Definitions of Peshat also note the importance of context, both historical and literary. This is in contrast to Drash, which will often take the text of a verse out of its context, for uses beyond the context such as ritual or moral purposes. However, this does not mean that Peshat and Drash are fully opposing methods. In fact, one may often be used in helping to explain the other, in finding and defining nuances in text that might be otherwise inexplicable without application of both methods.

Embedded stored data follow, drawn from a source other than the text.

PR #2989, opened 2026-08-13
file explorer: let plugins narrow which entries are shown

chrismo:
Decorations and slot overrides already flow plugin -> explorer, changing how a row is drawn. Nothing lets a plugin decide whether a row is drawn at all, so "show me only the files in git status" - the view both JetBrains and VS Code offer - cannot be built today. The explorer's own filters are no help: hidden-file and gitignore matching are filename and pattern checks, while git status needs live repository state, which is why every git feature in fresh ships as a plugin shelling out to git.

Add SetFileExplorerFilter / ClearFileExplorerFilter as that same channel one step earlier. A plugin hands over a set of paths; the explorer shows those, the ancestors needed to reach them, and the contents of any directory named. Core stays ignorant of what the filter means, so the same mechanism serves diagnostics, a code tour's files, or anything else a plugin can enumerate.

Three judgement calls worth a look:

- Namespaces union rather than intersect. Intersecting would collapse the tree the moment a second plugin joined - baffling for the user and an easy bug for the plugin author.

- An active filter outranks the explorer's ignore rules, so a matched path appears even when it is gitignored or hidden. A changed file inside a gitignored directory is still a changed file; dropping it would make the filtered view quietly incomplete.

- Filters are cleared when a plugin unloads, tracked separately from the decoration namespaces. A stranded decoration is cosmetic; a stranded filter hides files and outlives the only thing that could clear it.

Filters live on the window rather than on FileTreeView because the view is rebuilt whenever the explorer reopens or the root changes, and a fresh view starts unfiltered - the same reason decorations live there.

No menu entry yet. A "show all files" escape hatch belongs in the Explorer menu next to the existing toggles, but it needs an i18n key in all 15 locales and an e2e test, and where it belongs is worth agreeing on first.

### DIFF
--- a/crates/fresh-core/src/api.rs
+++ b/crates/fresh-core/src/api.rs
@@ -3743,6 +3743,34 @@ pub enum PluginCommand {
         namespace: String,
     },
 
+    /// Narrow the file explorer to a set of paths for a namespace.
+    ///
+    /// Where decorations change how a row is *drawn*, a filter decides
+    /// whether it is drawn at all — letting a plugin offer "only files in git
+    /// status" or "only files with diagnostics" while the explorer stays
+    /// ignorant of what the filter means. Ancestors of the given paths stay
+    /// visible so the matches are reachable, and a given directory brings its
+    /// contents with it.
+    ///
+    /// Namespaces union: a path claimed by any namespace is shown. While any
+    /// filter is active it outranks the explorer's own ignore rules, so a
+    /// matched path appears even when it is gitignored or hidden.
+    SetFileExplorerFilter {
+        /// Namespace for grouping (e.g., "git-status")
+        namespace: String,
+        /// Paths to show. Relative paths resolve against the workspace root;
+        /// paths outside it are dropped. An empty list contributes nothing
+        /// and leaves the explorer unfiltered.
+        paths: Vec<String>,
+    },
+
+    /// Clear the file explorer filter for a namespace. Once no namespace is
+    /// filtering, the explorer returns to its normal view.
+    ClearFileExplorerFilter {
+        /// Namespace to clear (e.g., "git-status")
+        namespace: String,
+    },
+
     /// Set file explorer slot overrides for a namespace.
     ///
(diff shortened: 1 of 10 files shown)


sinelaw (changes requested):

Validated interactively (debug build + tmux + a throwaway plugin calling `setFileExplorerFilter` on a scratch repo). Every behaviour the description claims held up:

- narrows to matched paths, ancestors kept reachable; siblings hidden
- an explicitly matched **gitignored** file reappears — ignore-override works
- two namespaces **union**, not intersect
- `../../../etc` dropped — root confinement holds
- filter survives explorer close/reopen (Ctrl+B twice) — re-application on rebuild works
- clearing restores the original tree exactly, gitignore included

Design is sound: mirrors the existing decorations/slots channel, gates at the single `is_node_visible` fork, reuses `normalize_explorer_plugin_path` / `explorer_path_under_root`, clears on unload. Not duplicating anything — `FileExplorerSearch` only highlights and `IgnorePatterns` isn't plugin-drivable. `cargo fmt` clean, no new clippy warnings.

Requested changes:

- **No consumer.** 544 lines of API with zero callers and no user-reachable entry point. `git_explorer.ts` already parses `git status --porcelain` — wiring it here would deliver the motivating feature and exercise the path.
- **Window/dispatch/JS layer untested.** All 9 new tests sit on `ExplorerFilter`/`FileTreeView`. `handle_set_file_explorer_filter` (normalization, root confinement) and `apply_file_explorer_filters` (re-apply on rebuild) have none, though the description makes specific claims about both. CONTRIBUTING #2 wants an e2e test for a new flow; `tests/e2e/plugins/` already has the harness.
- **Ship the escape hatch with it.** Since a filter outranks ignore rules and hides files, a plugin that sets one and stops responding strands the user. Deferring the menu toggle leaves that gap open.
- Minor: filtered ancestors stay collapsed, so a match deeper than one level isn't visible until manually expanded — VS Code/JetBrains auto-reveal here.

Still draft, so read the above as design feedback rather than a merge block.

---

Abraham Ibn Ezra is quoted in his writings as saying that the Rabbis of the Talmud were well-versed in Peshat, having built their Midrashic exegeses on it: "They [the talmudic rabbis] knew peshat better than all the generations that came after them." In contrast, Rashbam, felt that the early rabbis were not knowledgeable in Peshat, and instead used other strategies. Consequently, these rabbis were led to opposing conclusions of the rabbis' halachic exegesis: Rashbam understood this as a separate type of exegesis from Peshat, while Ibn Ezra felt that the only proper exegesis would lead to his own conclusions, and therefore disregarded the midrashim of the Talmudic Rabbis as exegesis altogether. Regardless of these differences in opinion in reference to the Rabbis of the Talmud, both Ibn Ezra and Rashbam favored and promoted Peshat as a superior alternative to Midrashic methods.
One of Rashbam's students, Rabbi Eliezer of Beaugency, is noted as completely removing Drash from his exegetical strategies, relying solely on Peshat. In comparison to Rashbam's tendency to explain how his views would contrast with those of Talmudic Rabbis, Rabbi Eliezer is not compelled to do so, feeling that Peshat is the only proper way to look at text. As Peshat's methods rely often on the importance of context, Rabbi Eliezer's commentaries are known for their tendency to focus on the context of a given verse or text. His commentaries are integrated with text, rather than sitting separate from them, and he insists on ensuring that no verse loses its context during his discussions, in comparison to other methods, such as the "verse-by-verse approach of Rashi"
David Kimhi (Radak) was also known for his ability in Peshat, and was influenced both by Ibn Ezra and Rashi. While Kimhi preferred Peshat methods over Derash, the influence of Rashi can be seen in some of his commentaries, in the inclusion of midrashic citations. Additionally, Kimhi lived among many famed proponents of Derash, such as Rabbi Moses the Preacher, who "undoubtedly had a substantial impact on Radak." Kimhi tended to go out of his way to reject the views of the Rabbis of the Talmud often, which has led to the theory that, although disagreeing with them, Kimhi fully acknowledged the tradition and authority of the Talmud Rabbis. In his commentaries, Kimhi labels his interpretation as Peshat, and that of the Talmudic Rabbis as Derash, creating a strict divide between the two in his writings.
A student of Saadiah Gaon is recorded as saying: "This is the sign by which you should know which comments well and which comments badly: Any commentator who first comments with peshuto shel mikra in concise language, and afterwards brings some of our rabbis' midrash, this is a good commentary, and the reverse is [a] crude [commentary].